Your instructions — Only those lines in the data below from the line containing "- On individual" through the line containing "If that's right, we", both included, should be restated word for word.

[Stored items]
'''
PR #4261, opened 2024-08-27
Fix parse to use the error tracking consumer for has_errors_.

### LINKED ISSUE #4259: Recovered parse errors should fail compilation
### Description of the bug:

Some errors, such as missing or additional whitespace next to an operator, are recovered by the compiler. In this case, the compiler outputs a diagnostic, but no parse nodes are marked as having an error, and so the compilation succeeds.

This problem can be seen in any of the files starting with `recover_` in the
[`toolchain/parse/testdata/operators/` directory](https://github.com/carbon-language/carbon-lang/tree/trunk/toolchain/parse/testdata/operators).

 Those tests should only pass with a filename (or split filename) starting with `fail_`. We need some way to indicate an error in the parse output (like I believe exists for the lex output) even when there are no nodes with an error in the output parse tree.

### What actually happened?

Those files have diagnostics with a `CHECK:STDERR` prefix, but the parse stage succeeds.

jonmeow:
This is how we are setting has_errors_ in other stages; this should only make parse consistent.

Fixes #4259

### DIFF
--- a/toolchain/parse/parse.cpp
+++ b/toolchain/parse/parse.cpp
@@ -20,7 +20,8 @@ auto HandleInvalid(Context& context) -> void {
 auto Parse(Lex::TokenizedBuffer& tokens, DiagnosticConsumer& consumer,
            llvm::raw_ostream* vlog_stream) -> Tree {
   Lex::TokenDiagnosticConverter converter(&tokens);
-  Lex::TokenDiagnosticEmitter emitter(converter, consumer);
+  ErrorTrackingDiagnosticConsumer err_tracker(consumer);
+  Lex::TokenDiagnosticEmitter emitter(converter, err_tracker);
 
   // Delegate to the parser.
   Tree tree(tokens);
@@ -44,6 +45,7 @@ auto Parse(Lex::TokenizedBuffer& tokens, DiagnosticConsumer& consumer,
   }
 
   context.AddLeafNode(NodeKind::FileEnd, *context.position());
+  tree.set_has_errors(err_tracker.seen_error());
 
   if (auto verify = tree.Verify(); !verify.ok()) {
     // TODO: This is temporarily printing to stderr directly during development.
--- a/toolchain/parse/tree.h
+++ b/toolchain/parse/tree.h
@@ -103,7 +103,6 @@ class Tree : public Printable<Tree> {
     node_impls_.reserve(tokens_->expected_parse_tree_size());
   }
 
-  // Tests whether there are any errors in the parse tree.
   auto has_errors() const -> bool { return has_errors_; }
 
   auto set_has_errors(bool has_errors) -> void { has_errors_ = has_errors; }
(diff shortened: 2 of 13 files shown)


jonmeow:
Depends on #4260 (merged)

toolchain/parse/parse.cpp
```diff
@@ -44,6 +45,7 @@ auto Parse(Lex::TokenizedBuffer& tokens, DiagnosticConsumer& consumer,
   }
 
   context.AddLeafNode(NodeKind::FileEnd, *context.position());
+  tree.set_has_errors(err_tracker.seen_error());
```
geoffromer, line 48: Checking my understanding here:
- On the tree as a whole, `has_errors` indicates whether the input was syntactically invalid.
- On individual parse nodes, `has_error` indicates whether the node satisfies its kind's invariants, and may be false even if it corresponds to a syntactically invalid input.

If that's right, we should probably rename `has_error` on nodes to something like `well_formed`, but that's out of scope for this PR.

toolchain/parse/tree.h
```diff
@@ -106,6 +106,8 @@ class Tree : public Printable<Tree> {
   // Tests whether there are any errors in the parse tree.
```
geoffromer: While we're here I think it would be helpful to clarify what exactly constitutes an error in this context, e.g.

```
// Returns true if this tree represents a syntactically invalid input.
```

(Sorry, GH won't let me suggest an edit here)

toolchain/parse/tree.h
```diff
@@ -106,6 +106,8 @@ class Tree : public Printable<Tree> {
...
   auto has_errors() const -> bool { return has_errors_; }
 
+  auto set_has_errors(bool has_errors) -> void { has_errors_ = has_errors; }
```
geoffromer, line 108: Might it make sense to call this method `Finalize`, to make explicit that it signifies the point at which `*this` becomes immutable, and should only be called once?

toolchain/parse/parse.cpp
jonmeow: Maybe I'd do a separate pass at refactoring both, but I actually think a node's `has_error` is the more correct one. The node has an error in its immediate structure (non-transitive from children), typically because parse encountered a problem it couldn't recover from.

OTOH, `has_errors` can include any diagnostic that should prevent lowering. That goes beyond invalid syntax (and `Error` diagnostics). It's probably more the one that should be renamed, but Lex and Check both use the same name, so similar scope issue.

toolchain/parse/tree.h
jonmeow: For contrast with SemIR, we have SemIR::File::set_has_errors, and Check::Context::Finalize. Here, I'm adding Parse::Tree::Set_has_errors, but it didn't seem worth adding a Parse::Context::Finalize (Check::Context::Finalize also doesn't call SemIR::File::set_has_errors).

toolchain/parse/tree.h
jonmeow: I've removed this comment, and worked on the comment on has_errors_ (I think we typically don't have comments on accessors like this, and I'd rather only have one comment to update). Trying to also reflect better my comments above about the flag's semantic.

geoffromer (approved):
'''
Solved problem —
- On individual parse nodes, `has_error` indicates whether the node satisfies its kind's invariants, and may be false even if it corresponds to a syntactically invalid input.

If that's right, we should probably rename `has_error` on nodes to something like `well_formed`, but that's out of scope for this PR.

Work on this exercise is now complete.